What the task requires:
Lines to return, exactly: from the line with "PR #1201, opened 2022-11-09" to the line with "-1,29 +1,21 @@" in the entries below, both included.

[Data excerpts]
------------------------------------

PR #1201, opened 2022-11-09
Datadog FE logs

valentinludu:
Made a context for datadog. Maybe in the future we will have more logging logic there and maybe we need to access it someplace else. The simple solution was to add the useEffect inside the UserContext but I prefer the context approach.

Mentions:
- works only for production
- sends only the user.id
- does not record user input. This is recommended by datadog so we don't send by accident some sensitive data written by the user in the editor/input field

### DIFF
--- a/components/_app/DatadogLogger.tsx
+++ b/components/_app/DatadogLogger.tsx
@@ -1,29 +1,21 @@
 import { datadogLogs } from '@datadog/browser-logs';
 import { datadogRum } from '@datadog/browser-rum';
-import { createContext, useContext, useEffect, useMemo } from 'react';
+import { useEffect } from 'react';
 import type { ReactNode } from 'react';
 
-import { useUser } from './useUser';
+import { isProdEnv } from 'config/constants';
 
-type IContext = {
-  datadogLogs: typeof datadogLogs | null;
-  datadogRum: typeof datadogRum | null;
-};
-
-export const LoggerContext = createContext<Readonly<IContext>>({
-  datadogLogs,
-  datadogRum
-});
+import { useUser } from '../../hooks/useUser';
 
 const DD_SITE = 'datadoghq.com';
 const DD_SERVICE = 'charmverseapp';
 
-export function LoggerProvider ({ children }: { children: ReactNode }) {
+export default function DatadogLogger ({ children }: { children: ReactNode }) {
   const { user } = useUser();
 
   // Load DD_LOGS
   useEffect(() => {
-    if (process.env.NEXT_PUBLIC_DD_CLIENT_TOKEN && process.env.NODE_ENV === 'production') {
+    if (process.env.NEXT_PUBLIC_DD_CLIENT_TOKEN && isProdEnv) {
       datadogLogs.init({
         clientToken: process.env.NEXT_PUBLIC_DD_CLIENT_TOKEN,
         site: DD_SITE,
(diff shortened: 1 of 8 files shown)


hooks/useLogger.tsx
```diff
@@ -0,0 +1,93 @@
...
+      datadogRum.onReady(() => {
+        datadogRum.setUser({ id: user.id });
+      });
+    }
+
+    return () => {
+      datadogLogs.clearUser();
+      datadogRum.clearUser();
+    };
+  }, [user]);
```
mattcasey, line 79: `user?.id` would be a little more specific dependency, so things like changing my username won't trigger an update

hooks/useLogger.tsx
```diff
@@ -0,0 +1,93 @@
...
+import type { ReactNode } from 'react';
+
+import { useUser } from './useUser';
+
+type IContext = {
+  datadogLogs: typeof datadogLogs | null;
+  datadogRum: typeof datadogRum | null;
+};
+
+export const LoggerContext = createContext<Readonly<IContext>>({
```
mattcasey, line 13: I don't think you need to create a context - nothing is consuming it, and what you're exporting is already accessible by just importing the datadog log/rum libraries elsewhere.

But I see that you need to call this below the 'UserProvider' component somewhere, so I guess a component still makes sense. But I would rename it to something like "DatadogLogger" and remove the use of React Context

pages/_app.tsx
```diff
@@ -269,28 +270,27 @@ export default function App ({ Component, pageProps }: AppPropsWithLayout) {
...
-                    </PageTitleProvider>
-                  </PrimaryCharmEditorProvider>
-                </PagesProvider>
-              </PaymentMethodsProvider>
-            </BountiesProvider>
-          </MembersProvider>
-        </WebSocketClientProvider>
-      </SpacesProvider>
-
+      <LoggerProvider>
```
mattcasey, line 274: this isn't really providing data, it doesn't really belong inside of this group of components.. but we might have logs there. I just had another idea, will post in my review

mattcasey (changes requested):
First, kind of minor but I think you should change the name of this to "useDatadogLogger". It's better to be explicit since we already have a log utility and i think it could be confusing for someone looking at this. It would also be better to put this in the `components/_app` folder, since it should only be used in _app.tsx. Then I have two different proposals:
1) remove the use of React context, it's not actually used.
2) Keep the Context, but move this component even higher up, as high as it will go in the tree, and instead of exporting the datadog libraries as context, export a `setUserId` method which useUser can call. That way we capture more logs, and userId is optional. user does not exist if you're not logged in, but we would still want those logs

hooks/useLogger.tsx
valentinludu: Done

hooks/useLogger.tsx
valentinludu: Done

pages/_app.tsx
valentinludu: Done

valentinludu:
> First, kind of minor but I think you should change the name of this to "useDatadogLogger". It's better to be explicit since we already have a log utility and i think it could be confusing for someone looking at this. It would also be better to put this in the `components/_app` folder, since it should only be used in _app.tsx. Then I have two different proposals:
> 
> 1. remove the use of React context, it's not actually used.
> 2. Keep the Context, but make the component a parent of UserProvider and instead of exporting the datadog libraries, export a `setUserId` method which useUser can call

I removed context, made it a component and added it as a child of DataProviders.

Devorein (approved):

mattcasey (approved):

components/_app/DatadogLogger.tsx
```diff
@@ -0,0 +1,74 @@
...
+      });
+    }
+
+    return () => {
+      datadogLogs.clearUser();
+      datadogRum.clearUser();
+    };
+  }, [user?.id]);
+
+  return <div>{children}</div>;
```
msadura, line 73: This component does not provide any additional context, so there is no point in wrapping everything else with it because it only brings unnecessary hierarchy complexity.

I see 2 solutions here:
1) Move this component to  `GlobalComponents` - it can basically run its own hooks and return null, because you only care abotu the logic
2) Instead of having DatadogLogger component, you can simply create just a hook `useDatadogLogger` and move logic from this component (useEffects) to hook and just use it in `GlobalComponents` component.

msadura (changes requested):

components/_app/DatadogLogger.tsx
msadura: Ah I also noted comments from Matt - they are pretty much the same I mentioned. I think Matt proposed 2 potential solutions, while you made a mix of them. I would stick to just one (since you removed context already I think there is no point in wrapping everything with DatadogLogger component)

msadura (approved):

------------------------------------

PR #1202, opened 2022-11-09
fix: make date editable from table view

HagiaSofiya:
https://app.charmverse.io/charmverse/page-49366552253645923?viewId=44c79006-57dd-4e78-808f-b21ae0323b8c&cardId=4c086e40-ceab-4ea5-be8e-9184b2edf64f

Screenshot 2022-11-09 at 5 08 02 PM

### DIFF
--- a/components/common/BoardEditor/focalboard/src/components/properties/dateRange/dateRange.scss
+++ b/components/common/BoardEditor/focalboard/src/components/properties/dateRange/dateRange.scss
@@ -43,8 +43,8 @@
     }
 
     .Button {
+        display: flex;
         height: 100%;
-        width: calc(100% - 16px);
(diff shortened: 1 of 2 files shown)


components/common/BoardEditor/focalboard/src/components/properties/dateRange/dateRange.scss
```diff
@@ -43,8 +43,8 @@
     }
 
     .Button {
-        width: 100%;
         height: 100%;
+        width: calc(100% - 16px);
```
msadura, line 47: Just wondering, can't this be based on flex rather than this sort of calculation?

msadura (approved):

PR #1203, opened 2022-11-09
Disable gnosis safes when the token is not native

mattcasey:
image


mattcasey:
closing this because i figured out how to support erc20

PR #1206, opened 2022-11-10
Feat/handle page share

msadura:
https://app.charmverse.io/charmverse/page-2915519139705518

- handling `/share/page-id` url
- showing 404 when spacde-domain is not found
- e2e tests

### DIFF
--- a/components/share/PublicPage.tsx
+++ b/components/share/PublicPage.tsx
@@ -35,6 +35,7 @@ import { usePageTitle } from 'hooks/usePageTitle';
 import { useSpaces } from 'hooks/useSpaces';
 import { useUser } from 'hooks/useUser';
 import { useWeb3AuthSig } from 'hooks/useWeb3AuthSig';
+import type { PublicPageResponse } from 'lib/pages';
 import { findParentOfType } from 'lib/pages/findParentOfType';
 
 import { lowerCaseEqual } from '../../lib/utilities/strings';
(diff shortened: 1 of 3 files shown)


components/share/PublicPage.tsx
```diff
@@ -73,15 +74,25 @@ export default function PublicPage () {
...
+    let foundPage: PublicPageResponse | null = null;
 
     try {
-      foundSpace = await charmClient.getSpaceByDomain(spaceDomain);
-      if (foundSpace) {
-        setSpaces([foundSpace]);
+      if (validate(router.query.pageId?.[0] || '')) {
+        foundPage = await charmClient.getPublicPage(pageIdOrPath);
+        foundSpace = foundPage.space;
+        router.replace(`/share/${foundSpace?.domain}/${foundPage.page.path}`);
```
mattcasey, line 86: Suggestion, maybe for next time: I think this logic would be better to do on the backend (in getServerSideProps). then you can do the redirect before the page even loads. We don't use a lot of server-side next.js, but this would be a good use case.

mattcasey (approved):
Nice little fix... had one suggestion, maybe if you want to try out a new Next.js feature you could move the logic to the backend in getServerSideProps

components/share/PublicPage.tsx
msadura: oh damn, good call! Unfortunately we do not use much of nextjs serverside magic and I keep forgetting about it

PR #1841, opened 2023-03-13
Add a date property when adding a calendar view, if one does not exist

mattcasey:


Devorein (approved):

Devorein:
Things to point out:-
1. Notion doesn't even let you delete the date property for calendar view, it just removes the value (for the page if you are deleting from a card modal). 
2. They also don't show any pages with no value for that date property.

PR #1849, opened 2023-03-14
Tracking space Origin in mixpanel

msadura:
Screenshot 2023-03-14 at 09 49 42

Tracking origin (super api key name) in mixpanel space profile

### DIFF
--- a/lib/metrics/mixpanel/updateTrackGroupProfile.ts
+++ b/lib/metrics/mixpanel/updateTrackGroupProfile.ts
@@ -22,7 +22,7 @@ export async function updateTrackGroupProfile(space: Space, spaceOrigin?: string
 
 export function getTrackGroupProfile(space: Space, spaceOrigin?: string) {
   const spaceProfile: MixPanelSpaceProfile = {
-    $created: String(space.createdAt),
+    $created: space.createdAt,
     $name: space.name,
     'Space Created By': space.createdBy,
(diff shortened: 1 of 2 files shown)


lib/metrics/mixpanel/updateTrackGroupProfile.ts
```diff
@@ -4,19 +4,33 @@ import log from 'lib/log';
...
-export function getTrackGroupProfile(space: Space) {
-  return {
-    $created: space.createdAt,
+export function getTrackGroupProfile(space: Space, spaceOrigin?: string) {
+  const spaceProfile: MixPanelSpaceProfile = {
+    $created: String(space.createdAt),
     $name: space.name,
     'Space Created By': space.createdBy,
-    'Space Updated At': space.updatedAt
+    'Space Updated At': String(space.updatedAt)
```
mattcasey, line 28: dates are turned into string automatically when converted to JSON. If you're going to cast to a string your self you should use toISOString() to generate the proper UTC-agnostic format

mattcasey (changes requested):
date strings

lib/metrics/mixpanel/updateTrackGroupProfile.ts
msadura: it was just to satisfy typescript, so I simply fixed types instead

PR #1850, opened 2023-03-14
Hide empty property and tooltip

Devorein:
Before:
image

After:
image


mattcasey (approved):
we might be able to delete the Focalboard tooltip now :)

------------------------------------

Finished exercise:
PR #1201, opened 2022-11-09
Datadog FE logs

valentinludu:
Made a context for datadog. Maybe in the future we will have more logging logic there and maybe we need to access it someplace else. The simple solution was to add the useEffect inside the UserContext but I prefer the context approach.

Mentions:
- works only for production
- sends only the user.id
- does not record user input. This is recommended by datadog so we don't send by accident some sensitive data written by the user in the editor/input field

### DIFF
--- a/components/_app/DatadogLogger.tsx
+++ b/components/_app/DatadogLogger.tsx
@@ -1,29 +1,21 @@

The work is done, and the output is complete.